* Work instructions:
Lines from the first one down to the one containing "There are several" in the data below are the only ones needed; please return them exactly, both ends included.

Records from a collection

PR #234, opened 2020-05-28
Fix compatibility with astropy 4.1rc1

astrofrog:
There are several fixes here:

* I am removing an old unused file that was causing CI to fail due to the recent changes in pytest-doctestplus that cause all Python files to now be imported (this tripped up on an old wcsaxes import)
* The mosaicking.rst page needed to be updated due to the changes in io.votable related to string columns (https://github.com/astropy/astropy/pull/9505) - the code now is compatible with astropy pre and post 4.1. Once only 4.1+ is supported, the code can be simplified a little.

There is one more failure related to Sunpy and SkyCoord equality checks. This appears to be fixed in SunPy 2.0rc2 so no further action required there.


astrofrog:
The failures are unrelated and will need to be investigated separately.

Issue #230, opened 2020-05-05
Weights images for reproject_and _coadd()


adebahr:
I try to combine radio images to a mosaic using the input images plus their weights. Both types of images are in the standard fits format, are on the same grid and contain the same header information.
I first calculate the optimal wcs using:

all_2Dfiles = sorted(glob.glob(imagedir + '/B[0-9][0-9]_pb.fits'))
all_hdus = [pyfits.open(image)[0] for image in all_2Dfiles]
wcs_opt, shape_opt = find_optimal_celestial_wcs(all_hdus)

And then I generate the image giving the weights as a second list of fits-files:

input_weights = sorted(glob.glob(imagedir + '/B[0-9][0-9]_wg.fits'))
array, footprint = reproject_and_coadd(all_hdus, wcs_opt, input_weights=input_weights, shape_out=shape_opt, reproject_function=reproject_interp)

I then get the following error message:

---------------------------------------------------------------------------
TypeError                                 Traceback (most recent call last)
<ipython-input-19-ad3eed9d33f7> in <module>
      2 
      3 input_weights = sorted(glob.glob(imagedir + '/B[0-9][0-9]_wg.fits'))
----> 4 array, footprint = reproject_and_coadd(all_hdus, wcs_opt, input_weights=input_weights, shape_out=shape_opt, reproject_function=reproject_interp)

/home/apercal/pipeline/lib/python3.7/site-packages/reproject/mosaicking/coadd.py in reproject_and_coadd(input_data, output_projection, shape_out, input_weights, hdu_in, reproject_function, hdu_weights, combine_function, match_background, background_reference, **kwargs)
    107             weights_in = None
    108         else:
--> 109             weights_in = parse_input_weights(input_weights[idata], hdu_weights=hdu_weights)
    110             if np.any(np.isnan(weights_in)):
    111                 weights_in = np.nan_to_num(weights_in)

/home/apercal/pipeline/lib/python3.7/site-packages/reproject/utils.py in parse_input_weights(input_weights, hdu_weights)
     45 
     46     if isinstance(input_weights, str):
---> 47         return parse_input_data(fits.open(input_weights), hdu_weights=hdu_weights)
     48     elif isinstance(input_weights, HDUList):
     49         if hdu_weights is None:

TypeError: parse_input_data() got an unexpected keyword argument 'hdu_weights'

[...]

PR #249, opened 2021-03-16
Fix implementation of hdu_weights

astrofrog:
Fixes https://github.com/astropy/reproject/issues/230

### DIFF
--- a/CHANGES.md
+++ b/CHANGES.md
@@ -7,6 +7,11 @@
   into memory all at once, since the actual data aren't needed for optimal WCS
   determination. [#242]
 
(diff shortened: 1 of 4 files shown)


setup.cfg
```diff
@@ -34,6 +34,7 @@ testall =
     asdf
     gwcs
     pyvo
+    matplotlib
```
Cadair, line 37: Is this because of the sunpy tests? If so I fixed it in #250 by adding the `[map]` extra.

astrofrog: Yes I'll remove this, thanks!

PR #257, opened 2021-11-06
Add some more docs for reproject_interp

dstansby:
I wrote these as I was reading the code trying to understand how `reproject_interp` works, and thought they were worth adding.


pllim (approved):
LGTM. Thanks!

PR #263, opened 2021-12-31
MNT: Stop using distutils

pllim:
`distutils` is deprecated.

This package does not seem to be affected by astropy/astropy#12633.


pllim:
Fixing the wheel job is out of scope here.

PR #274, opened 2022-01-19
Fix Jacobian calculation in the adaptive algorithm

svank:
I've been testing and improving the Adaptive Resampling implementation for my own work (and in collaboration with Craig, who originally published the algorithm in 2004). This is the first of three pull requests I'll be sending, to try to break up the changes and ease review. This PR is one bug fix (required by the next PR), the next PR will have significant optimizations, and the third will have a few more bug fixes and added features that achieve robust, flux-conserving resampling. (Do let me know if I should break things up differently!)

The summary for this fix is that the algorithm uses the Jacobian matrix as a local linearization of the input<->output coordinate transformation, but this implementation was actually computing the transpose of the Jacobian matrix and using it as if it were un-transposed. This means two of the four elements of this 2x2 matrix were incorrect, and this impacted the averaging weights computed for each sample taken from the input image. For this to affect the output image significantly, the Jacobian must have large off-diagonal elements, and this may mean the real-world impact of this bug was minor---it certainly is minor for the test cases implemented for this algorithm.

[Here is a notebook](https://gist.github.com/svank/1e77c383b2bcc5431a1c129b6099b475) I put together describing this in more detail, showing a manufactured example in which the effect of this bug is very clear, and showing that the impact is minimal for the test cases. Fair warning, at the top it includes my work convincing myself that this was in fact a bug and not me just mis-understanding some nuance, and that may be more in-depth than is needed for this PR.

This fix requires updating the reference images for two of the three test cases. I also added a fourth test case similar to the example in the notebook, which ensures that sort of case is being handled correctly.


Cadair:
hey @svank Thanks a lot for these PRs. Both @astrofrog and I are pretty limited on time at the moment (I am running around trying to get some stuff done before DKIST starts taking data), these PRs look amazing and I will try and find time to look at them asap :)

astrofrog (approved):
To the best of my understanding, this seems correct/reasonable. Thanks for all your work on this @svank!

PR #277, opened 2022-01-31
TST: Pin coverage for now

pllim:
Timing out because of nedbat/coveragepy#1310 .


pllim:
Failing is better than timing out. Not sure what the SHA error is about.

Azure failure is unrelated.

PR #279, opened 2022-02-03
Add boundary handling options for adaptive resampling

svank:
I lied, here's a fourth PR, applying on top of #276. The two commits belong to this PR are "Add boundary handling..." and "Set default boundary mode...".

This adds a few different boundary-handling modes, to adjust how the adaptive resampling algorithm handles the case when the sampling window straddles or lies outside of the boundary of the input image---that is, when some of the input pixels that should be sampled for a given output pixel do not exist. The existing behavior was to simply ignore those out-of-bounds samples and base the output pixel value on the remaining in-bounds samples (or set the output to NaN if there are no in-bounds samples), and that can give rise to some strong edge effects, depending on the input image. The old behavior can be had with the "ignore" mode in this PR. ~~I've set the default to be the "strict" mode, which sets output pixels to NaN if any of the input pixels to be sampled do not exist. That's a change in default behavior, but it seems like the most conservative choice and so the best default.~~ (EDIT: this defaults change has been moved to #293.) There are also "nearest", "constant", "grid-constant", and "ignore_threshold" modes, for which I'll refer to the added documentation.

The existing `deforest.pyx` had some support for treating the x or y axes of the input image as cyclic, which I'd been sort of ignoring but trying not to break in the previous PRs. I've tested that functionality and exposed it in the public API as well. There are separate flags for the two axes, and the boundary mode then applies to any non-cyclic axes.

One could imagine someday adding a similar choice of boundary modes to the interpolating and exact algorithms, though I haven't attempted to do so. The interpolating algorithm wraps `scipy.ndimage.map_coordinates` which does offer a menu of boundary modes, and so in case those are ever exposed for the interpolating algorithm, I've matched the names of my boundary modes to its menu when it implements a similar mode. (Though it seems to have cyclic axes as an all-or-nothing choice, whereas I've maintained the per-axis choice via separate flags.)

### DIFF
--- a/CHANGES.md
+++ b/CHANGES.md
@@ -3,6 +3,18 @@
 
 - Drop support for Python 3.7.
 - Infrastructure and packaging updates.
+- Made many improvements, bug fixes, and significant speed-ups for the adaptive
+  resampling algorithm, ``reproject_adaptive``. These bug fixes may cause
+  changes to the reprojected images, which are typically negligible.
+  Improvements include the addition of a flux-conserving mode, support for a
+  Gaussian filter kernel, a menu of boundary-handling modes, and a
+  ``center_jacobian`` flag to trade speed for accuracy with rapidly-varying
+  transformations.
+- Added a ``roundtrip_coords`` argument to ``reproject_adaptive`` and
+  ``reproject_interp``. By default, all coordinate transformations are run in
+  both directions to handle some situations where they are ambiguous. This can
+  be disabled by setting ``roundtrip_coords=False`` which may offer a
+  significant speed increase.
 
 0.8 (2021-08-11)
 ----------------
--- a/docs/celestial.rst
+++ b/docs/celestial.rst
@@ -243,6 +243,37 @@ points. This is more efficient, and the loss of accuracy is extremely small for
 transformations that vary smoothly between pixels. The default (``False``) is
 to use the faster option.
 
+When, for any one output pixel, the sampling region in the input image
+straddles the boundary of the input image or lies entirely outside the input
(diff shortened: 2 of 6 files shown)


astrofrog:
I think the hanging linux wheel build is unrelated

svank:
@astrofrog No worries! I've rebased this and the others. I didn't see a `CHANGES.rst`, only `CHANGES.md`, so I updated that one.

astrofrog:
Perfect, yes sorry I meant .md

astrofrog (approved):
This looks great to me!

Cadair (approved):
lgtm, but are all these CI fails expected?

astrofrog:
Oops yes missed that, I think the CI was not failing yesterday for other PRs so these might be real failures (can't check on phone)

svank:
The CI failures look unrelated, maybe a temporary failure of some server somewhere:
```
../../docs/mosaicking.rst F                                              [100%]

<snip>

027     >>> table = imagesearch('https://irsa.ipac.caltech.edu/cgi-bin/2MASS/IM/nph-im_sia?type=at&ds=asky&',
UNEXPECTED EXCEPTION: DALQueryError: _isisql_init() ../src/wsvc/2MASS/IM/imsearch.c:644
failed to connect to database tmassimg
Traceback (most recent call last):
```

That code works on my machine right now, so the failure might be resolved now. I don't know how to re-run CI though.

astrofrog:
You are right, this was intermittent - I will go ahead and merge this, there are issues with some of the wheel builds but these are unrelated to this PR.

* Finished exercise:
PR #234, opened 2020-05-28
Fix compatibility with astropy 4.1rc1

astrofrog:
There are several fixes here:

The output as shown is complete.